The reason this option is not enabled by default is because this parameter
redirects *all* streams to media-hub, not just audio ones. It won't work
with webapps like youtube for example.
The Chromium API we had at our disposal provided no way to distinguish
between stream types. The main reason to delegate to media-hub is for its
ability to play in the background, which only makes sense for audio anyway.
For video, the embedded video support inside Oxide is already stable and
performant and we didn't want to risk potential regressions.

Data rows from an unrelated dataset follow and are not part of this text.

PR #3518, opened 2017-02-02
Packetbeat protocol analyzer enhancements

urso:
- Optionally configure protocol analyzers using dictionary and/or list
- Add 'fields', 'fields_under_root' and 'tags' settings to every
  protocol analyzer

This change allows for configuring packetbeat protocols in 2 different styles... both styles can be used at the same time.

1.) dictionary style:

```
packetbeat.protocols.http:
  ...
packetbeat.protocols.dns:
  ...
```

2.) array style:

```
packetbeat.protocols:
- type: http
  ...
- type: dns
  ...
```

Examples (1) and (2) are equivalent. But array style allows to configure a protocol analyzer multiple times: e.g.

(3) array style with multiple instances of http protocol analyzer:

```
packetbeat.protocols:
- type: http
  ports: [80]
  fields.service: nginx
- type: http
  ports: [9200]
  fields.service: elasticsearch
```

4) mixed style:

```
packetbeat.protocols.http:
  ...

packetbeat.protocols:
- type: dns
  ...
```

Limitations:

a) due to limitations in yaml parser, only capturing the last 'name' in a dictionary the key name `packetbeat.protocols` must not be used multiple times. e.g. this will result in an incompletely processed config (only DNS will be configured):

```
packetbeat.protocols:
  http:
    ...

packetbeat.protocols:
- type: dns
```

b) Reusing port numbers (overlapping) might result in one module not seeing any packets (this is already the case if any 2 protocols shall listen on same port number). e.g.:

### DIFF
--- a/CHANGELOG.asciidoc
+++ b/CHANGELOG.asciidoc
@@ -92,6 +92,8 @@ https://github.com/elastic/beats/compare/v5.1.1...master[Check the HEAD diff]
 - The HAProxy module is now GA, instead of experimental. {pull}3525[3525]
 
 *Packetbeat*
+- Add `fields` and `fields_under_root` to packetbeat protocols configurations. {pull}3518[3518]
+- Add list style packetbeat protocols configurations. This change supports specifying multiple configurations of the same protocol analyzer. {pull]3518[3518]
 
 *Winlogbeat*
 
@@ -110,6 +112,7 @@ https://github.com/elastic/beats/compare/v5.1.1...master[Check the HEAD diff]
 *Metricbeat*
 
 *Packetbeat*
+- Deprecate dictionary style protocols configuration. {pull}3518[3518]
 
 *Winlogbeat*
 
--- a/packetbeat/_meta/beat.full.yml
+++ b/packetbeat/_meta/beat.full.yml
@@ -58,11 +58,12 @@ packetbeat.flows:
 
 #========================== Transaction protocols =============================
 
-packetbeat.protocols.icmp:
+packetbeat.protocols:
+- type: icmp
   # Enable ICMPv4 and ICMPv6 monitoring. Default: true
   #enabled: true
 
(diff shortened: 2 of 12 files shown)


ruflin:
* Can you provide an example on how to config could look afterwards?
* As usual, -1 on `fields_under_root` ;-)

urso:
> As usual, -1 on fields_under_root ;-)

I just reused already available functionality...

ruflin:
@urso I suggest we change our current default config to the array style and deprecate the old style. This will mean we have the same structure across all beats.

Longer term, and with the experience of integrating at just the audio
level, we feel that optimizations in the Oxide stack are a better way to go.
Not only to keep Oxide maintenance bearable (we need to stay aligned with
upstream for core features like this). But also because video and audio are
getting used and mixed intimately with the rest of the web elements (think
CSS transformations meet GL surfaces with video frames overlaid on top,
synchronized with an audio track). And that doesn't really fit the client
server, loosely coupled, media-hub model.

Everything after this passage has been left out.